(Dataset entries)

PR #440, opened 2018-02-26
PROGRAMMES-6104 Hiding subtitles for Galleries if it's a radio page a…

votemike:
https://jira.dev.bbc.co.uk/browse/PROGRAMMES-6104


programmes-developers:

BPScott:
An easier fix would to be change the  'context_programme'  of the group, to `group.getParent()` when calling the presenter. That way the logic that generates the titling based on the ancestry wouldn't create a subtitle - as it stops looking up the hierarchy of the programme at the `context_programme`

programmes-developers:

votemike:
Are you saying in `templates/find_by_pid/tlec.html.twig` I could have:
```
'context_programme': gallery.isRadio() and gallery.getParent() !==null and (gallery.getParent() instanceOf Episode or gallery.getParent() instanceOf Series) ? gallery.getParent() : programme,
```

Is there any documentation around context_programme? This is the second time I have written a load of load of code just for someone to tell me to adjust the context_programme. I don't quite understand what it's used for.

BPScott:
in `templates/find_by_pid/tlec.html.twig`, the following should work (same as how the `context_programme` is modified for the clips block):

```
'context_programme': programme.isRadio() ? gallery : programme,
```

---

I don't think there's any existing docs but try this on for size...

How we want to display the title hierarchy of a programme/group changes depending upon the page you're on. If you're on a pan-bbc page - such as an a-z listing - you'll want to display the full programme hierarchy in the title and subtitle. However if you're within the context of programme - such as on the Doctor Who brand page, or a specific episode page - then displaying the full programme hierarchy becomes somewhat obnoxious as you don't want to see ", Doctor Who" at the end of every clip title on the Doctor Who brand page. You already know those clips are Doctor Who clips because of the page you're on, you don't need to be told on every programme object within the page.

`context_programme` is how we control that logic. Setting a `context_programme` shall curtail the titles and cut off at that particular programme.

Consider http://www.bbc.co.uk/programmes/p057wxky. If that clip were to be displayed on a pan-BBC page then we would set the`context_programme` to be null (the default) and the titling would be:

```
Tango-Mambo with Missy and the Master
The Doctor Falls, Series 10, Doctor Who
```

Meanwhile, within the context of the Doctor Who brand (e.g. http://www.bbc.co.uk/programmes/b006q2x0 or http://www.bbc.co.uk/programmes/b006q2x0/clips), we don't need to see "Doctor Who" in the titling, so we would set the `context_programme` to be the Doctor Who brand, and the titling would be:

```
Tango-Mambo with Missy and the Master
The Doctor Falls, Series 10
```

You can set the context to be anything in the programme/group's hierarchy. So within the context of Doctor Who Series 10 (e.g. http://www.bbc.co.uk/programmes/b08n5s4l or http://www.bbc.co.uk/programmes/b08n5s4l/clips) the `context_programme` is the programme b08n5s4l and the titling would be:

```
Tango-Mambo with Missy and the Master
The Doctor Falls
```

And for the sake of completeness, the final possible value in the hierarchy the episode. Within the context of The Doctor Falls (e.g. http://www.bbc.co.uk/programmes/b08xhhn4 or http://www.bbc.co.uk/programmes/b08xhhn4/clips), the context_programme is the programme b08xhhn4 and the titling would be:

```
Tango-Mambo with Missy and the Master
```

All of the above applies to groups too, visit /programmes/:pid/galleries instead of /programmes/:pid/clips in the examples above to see that.

If you set the programme and the context_programme to be the same then you'll still get the current programme's title rather than an empty string.

---

In the case of this ticket, we're abusing this facility slightly to hide that hierarchy by pretending the context is the current programme (which shall hide all its parents titles).

votemike:
But what about the logic surrounding the parent being a Series or Episode?
---
Ahh, so in normal cases, you want to set the context to the main Core_Entity of the page? And the title is the _only_ thing it affects?

BjornTwachtmann:
@votemike , the context is currently only used for titling logic. It's basically to say "Don't include this programme in the title you print as that title is already implicit in the page". Setting context to the gallery here should work as ben outlined (i think)

BPScott:
> Ahh, so in normal cases, you want to set the context to the main Core_Entity of the page? And the title is the only thing it affects?

Bingo.

votemike:
Closed in favour of https://github.com/bbc/programmes-frontend/pull/446

PR #441, opened 2018-02-27
PROGRAMMES-6218 Fixing bug with nav bar translation

votemike:
https://jira.dev.bbc.co.uk/browse/PROGRAMMES-6218


programmes-developers:

BjornTwachtmann:
I think this is actually not the right place to put this. I think the issue is likely that the placeholderresolver is called before we call setLanguage in the baseController. There should only be one instance of the TranslateProvider from the DI container. 

The best thing to do is probably to move setting the language from preRender to fulfilledBrandingPromise in BaseController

WHAT IS BEING ASKED:
Copy each line of the data that contains the word "Falls".

EXERCISE SOLUTION:
The Doctor Falls, Series 10, Doctor Who
The Doctor Falls, Series 10
The Doctor Falls
And for the sake of completeness, the final possible value in the hierarchy the episode. Within the context of The Doctor Falls (e.g. http://www.bbc.co.uk/programmes/b08xhhn4 or http://www.bbc.co.uk/programmes/b08xhhn4/clips), the context_programme is the programme b08xhhn4 and the titling would be:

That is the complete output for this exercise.